Biophysical Modeling Radiation-Induced Chromosomal Aberrations as Biomarkers of Exposure

I. Khvostunov

Medical Radiological Research Centre, Koroliov str. 4, 249036 Obninsk, Russian Federation

Abstract

A mechanistic model and Monte Carlo (MC) computer code were developed for evaluating radiation-induced chromosomal aberrations in human lymphocytes aimed to investigate the role played by the stochastic track structure, organization of interphase DNA and rejoining algorithm. The model was based on the assumption that only clustered DNA breaks (CB) can produce observed aberrations whereas all simple breaks are repaired. The induction of single- and double-strand breaks was simulated and further classified by complexity with previously developed MC code [1]. An induced CB are distributed in lymphocyte nucleus according to stochastic track structure. Each of 46 human chromosomes was modeled as a 3D random polymer inside spherical 3 µm radius sphere composed of cubic non-overlapping boxes. A spatial coordinates of CB were stored and compared with the coordinates of cubic boxes to evaluate initial chromosome lesions. Then Revell’s exchange hypothesis is applied assuming that only chromosome lesions with initial distance smaller 1.5 µm can interact and form aberrations. It was used the scoring criteria adopted for Giemsa-stained chromosomes useful for biological dosimentry, namely dicentrics, rings, translocations and complex exchanges. The small fragments were neglected in order to reproduce experimental conditions. In vitro dose-response curves for dicentric and centric rings induced by gamma-rays were simulated and compared with experimental data including own results [2]. The model showed good agreement between theoretical curves and available experimental data from lymphocyte irradiation.
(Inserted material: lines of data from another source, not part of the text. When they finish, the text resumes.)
PR #294, opened 2025-05-05
Enable some of the `ServerSideFailure` tests

muzarski:
Ref: #132 

cpp-driver does not expose API to inspect the warnings emitted by Scylla. Instead, it logs the warnings at `WARN` level.

In this PR, we also enable non-UDF `ServerSideFailure` tests:
- `ErrorTableAlreadyExists` -> this works without any adjustments
- `Warning` -> this works only for Cassandra. It's because Scylla does not emit similar warning. I decided to enable the test for Scylla as well, but skip it during runtime (with proper message, informing why the test is skipped).

Remaining two tests from this suite are using UDFs. For now, I'm leaving them disabled for both Scylla and Cassandra. In the future, we might want to enable UDF Scylla feature and run those tests.

## Pre-review checklist


scylla-rust-wrapper/src/session.rs
```diff
@@ -220,11 +220,17 @@ pub unsafe extern "C" fn cass_session_execute_batch(
...
+                for warning in result.warnings() {
+                    tracing::warn!("Server-side warning: {}", warning);
+                }
+
+                Ok(CassResultValue::QueryResult(Arc::new(CassResult {
+                    tracing_id: None,
+                    paging_state_response: PagingStateResponse::NoMorePages,
+                    kind: CassResultKind::NonRows,
+                })))
+            }
```
Lorak-mmk: I'm confused. This issue: https://github.com/scylladb/scylla-rust-driver/issues/265 says that Rust Driver already prints warnings. Why do you need to print them again?

muzarski: Maybe I did not notice that because I was running the test locally only against Scylla (which does not emit this specific warning). I'll check once again against Cassandra.

muzarski: Yeah..
```
WARN: message: Response from the database contains a warning, warning: "Aggregation query used without partition key"
```

I'll remove the first commit and adjust the test case.

Lorak-mmk (approved):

The obtained results suggest that CB are critical events for chromosomal aberration induction and interphase chromosome structure of cell nuclear is an important factor in the mechanism of aberration formation.

References.

1. Andreev S.G., Khvostunov I.K., Spitkovsky V.A., Chepel V.Yu. (1997) Dependence of DNA break clustering in chromatin fibre on radiation quality, Proceedings of 12th Symposium on Microdosimetry Sep 29- Oct 4, 1996 Oxford, UK, 1997, 2, 133-136.

2. Sevankaev A.V., Khvostunov I.K., Mikhailova G.F. et al. (2000) Novel data set for retrospective biodosimetry using both conventional and FISH chromosome analysis after high accidental overexposure, Applied Radiation and Isotopes 52, 1149-1152.